Georgia Piedmont Technical College
- Former names: DeKalb Technical College, DeKalb Community College, DeKalb Area Vocational School
- Type: Public community college
- Established: 1961
- Parent institution: Technical College System of Georgia
- Students: 3,282 (fall 2024)
- Location: Clarkston, Georgia, United States
- Campus: Multiple campuses;
- Colors: Red, Yellow and Blue
- Website: www.gptc.edu/

= Georgia Piedmont Technical College =

Georgia Piedmont Technical College (GPTC) is a public community college based in Clarkston, Georgia. It is part of the Technical College System of Georgia (TCSG) and provides education for a three-county service area, mostly in the metro Atlanta area. The school's service area includes Dekalb, Rockdale, and Newton counties. GPTC is accredited by the Commission on Colleges of the Southern Association of Colleges and Schools (SACS) to award associate degrees, diplomas, and technical certificates of credit. Many of the school's individual technical programs are also accredited by their respective accreditation organizations. The College also offers free Adult Education courses for GED and HiSet test preparation and English as Second Language programming. Its Economic Development and Continuing Education division provides customized business and industry training to strengthen the workforce pipeline in Metro Atlanta.

==History==

GPTC was first established in 1961 as DeKalb Area Vocational School. The college was initially organized in cooperation with the Vocational Division of the State Department of Education and operated by the DeKalb County Board of Education. DeKalb Technical College operated as a division and campus of Georgia Perimeter College (known then as Dekalb College) from 1972 to 1986, and as the post secondary unit of DeKalb County School System until June 30, 1996. On July 1, 1996, DeKalb Tech began operating as a unit of the Technical College System of Georgia. In 2000, DeKalb Technical Institute's name was officially changed to DeKalb Technical College.

The college enrolled its first class of 18 students in Electronics Technology in 1961. At that time, the college was in temporary quarters while the DeKalb Campus facility was under construction. The facility on North Indian Creek Drive in Clarkston opened in October 1963 and consists of five buildings, totaling 275,000 square feet of floor space.

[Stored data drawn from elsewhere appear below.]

Issue #154, opened 2026-07-29
feat(workflows): add a run-input field so a workflow can be given its topic/request


oxoxDev:
## Problem

On the Workflows tab, the Run result's **"Feature requested" field always shows "—"**, and there is **no input to supply what was requested before running**. In practice the workflow runs without a topic, then asks the operator to provide notes/topic — but there is no field to enter them, so the run cannot be completed with real input.

## Steps to reproduce

1. Open Workflows → Run a workflow.
2. There is no field to enter the request/topic.
3. The result's "Feature requested" shows "—"; the agent asks for the topic you have no way to provide.

## Expected

A workflow run should accept the operator's input (the "feature requested" / topic / notes) **before** it runs, thread it into the workflow's input, and echo it back in the run result (so "Feature requested" reflects what was actually asked).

In 2018, the U.S. Department of Education placed the college on heightened cash monitoring status, a status that places additional financial demands on the college as related to federal financial aid. Shortly thereafter, the college's began investigating finances at the college. As a result, the college's president, Jabari Simama, was fired and four other administrators were placed on leave.

==Locations and programs==
GPTC's primary campus is located in Clarkston, though the college also has a campus in Covington and nine centers of learning in DeKalb, Newton, and Rockdale counties. The school currently has more than 6,000 students enrolled in credit programs and more than 7,000 in adult education and continuing education classes. Academic and technical programs at GPTC cover more than 120 different occupations. There are more than 260 full-time members of the faculty and staff, and part-time faculty and staff number approximately 660.